We have consensus then. Let’s ditch the non strict version, and rename the 
STRICTLY_NOT_NULL to NOT_NULL.

Thanks everyone!
Bernardo

> On Feb 10, 2025, at 8:58 AM, Štefan Miklošovič <smikloso...@apache.org> wrote:
> 
> I agree.
> 
> The only reason would be purely practical: if a user has a table consisting 
> of 1000 columns not being null and a user wants to modify 1 column only, then 
> a user would be forced to specify the remaining 999 columns just for the sake 
> of it.
> 
> But in this case, I think it would be more practical just to ensure in the 
> application that what he is putting there is not null rather than having 1000 
> constraints on the table.
> 
> On Mon, Feb 10, 2025 at 5:52 PM Yifan Cai <yc25c...@gmail.com 
> <mailto:yc25c...@gmail.com>> wrote:
>> While LOOSE_NOT_NULL might improve the clarity a bit, what is the value of 
>> such constraint provides to users? It still permits null. Meanwhile, it is 
>> easier to check the nullness of the bound values on the application side.
>> IMO, what benefits users is a way to ensure no null value can exist for the 
>> constrained columns. Reading the thread, it is the behavior of the strict 
>> version. 
>> How about we just drop the LOOSE one and call the STRICT one “NOT_NULL”?
>> 
>> - Yifan
>> From: Bernardo Botella <conta...@bernardobotella.com 
>> <mailto:conta...@bernardobotella.com>>
>> Sent: Monday, February 10, 2025 8:44:13 AM
>> To: dev@cassandra.apache.org <mailto:dev@cassandra.apache.org> 
>> <dev@cassandra.apache.org <mailto:dev@cassandra.apache.org>>
>> Subject: Re: [DISCUSS] NOT_NULL constraint vs STRICTLY_NOT_NULL constraint
>>  
>> To recap,
>> 
>> The sentiment I am getting is that NOT_NULL allowing null values is too 
>> confusing.

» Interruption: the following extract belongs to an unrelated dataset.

PR #46, opened 2024-04-12
Add check & unit tests in case the feature value is a collection impl

vulinh64:


Bohdan-Kim:
It seems like there wasn't handled array case and this pull request handled it.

Nice, that’s why we started the thread.
>> 
>> As an alternative, instead of ditching the loose not null constraint, I 
>> propose we change the “default” behavior. From my initial proposal, I 
>> suggest renaming the Constraints:
>> - NOT_NULL -> LOOSE_NOT_NULL
>> - STRICTLY_NOT_NULL -> NOT_NULL
>> 
>> The reasoning behind trying to keep it is:
>> - It is already implemented.
>> - By being explicit with it being loose, we avoid the confusion of allowing 
>> nulls.
>> - It still adds value on its own.
>> 
>> With, the “by default” not null doesn’t allow null or non present values on 
>> the insert statement, while we still support the more relaxed LOOSE_NOT_NULL 
>> for updates.
>> 
>> Thoughts?
>> 
>> 
>>> On Feb 10, 2025, at 8:29 AM, Štefan Miklošovič <smikloso...@apache.org 
>>> <mailto:smikloso...@apache.org>> wrote:
>>> 
>>> 
>>> 
>>> On Mon, Feb 10, 2025 at 5:20 PM Dinesh Joshi <djo...@apache.org 
>>> <mailto:djo...@apache.org>> wrote:
>>> In my head NOT_NULL constraint implies that the column must be specified on 
>>> each write and must not be NULL. If a column with the NOT_NULL constraint 
>>> is omitted during a write then shouldn’t it be treated as if it was 
>>> specified and set to NULL?
>>> 
>>> Well, yes. One may also look at it that way. But then we would end up with 
>>> "null" in a column, while it would be quite surprising for users to see 
>>> that because they were thinking that if they specified it as NOT NULL on a 
>>> table creation, then it is "guaranteed" that it will not be null ever 
>>> again. It just looks strange to say in table schema it is not null but then 
>>> it actually might be.
>>>  
>>> 
>>> If the column has a non-NULL value that was previously written and you’re 
>>> updating the rest of the columns, you still have to force the user to 
>>> specify it otherwise you will have to perform a read before write to 
>>> validate that the column was not NULL. I think this is a fine compromise 
>>> given that the goal here is to ensure that an application shouldn’t 
>>> inadvertently write a NULL value for a column specified as NOT_NULL.
>>> 
>>> 
>>> Yes. I see it the same way. 
>>>  
>>> On Mon, Feb 10, 2025 at 6:50 AM Bernardo Botella 
>>> <conta...@bernardobotella.com <mailto:conta...@bernardobotella.com>> wrote:
>>> Hi everyone,
>>> 
>>> Stefan Miklosovic and I have been working on a NOT_NULL 
>>> (https://github.com/apache/cassandra/pull/3867) constraint to be added to 
>>> the constraints tool belt, and a really interesting conversation came up.
>>> 
>>> First, as a problem statement, let's consider this:
>>> 
>>> -----------------------------------------
>>> CREATE TABLE ks.tb2 (
>>>     id int,
>>>     cl1 int,
>>>     cl2 int,
>>>     val text CHECK NOT_NULL(val),
>>>     PRIMARY KEY (id, cl1, cl2)
>>> ) 
>>> 
>>> cassandra@cqlsh> INSERT INTO ks.tb2 (id, cl1, cl2, val) VALUES ( 1, 2, 3, 
>>> null);
>>> InvalidRequest: Error from server: code=2200 [Invalid query] 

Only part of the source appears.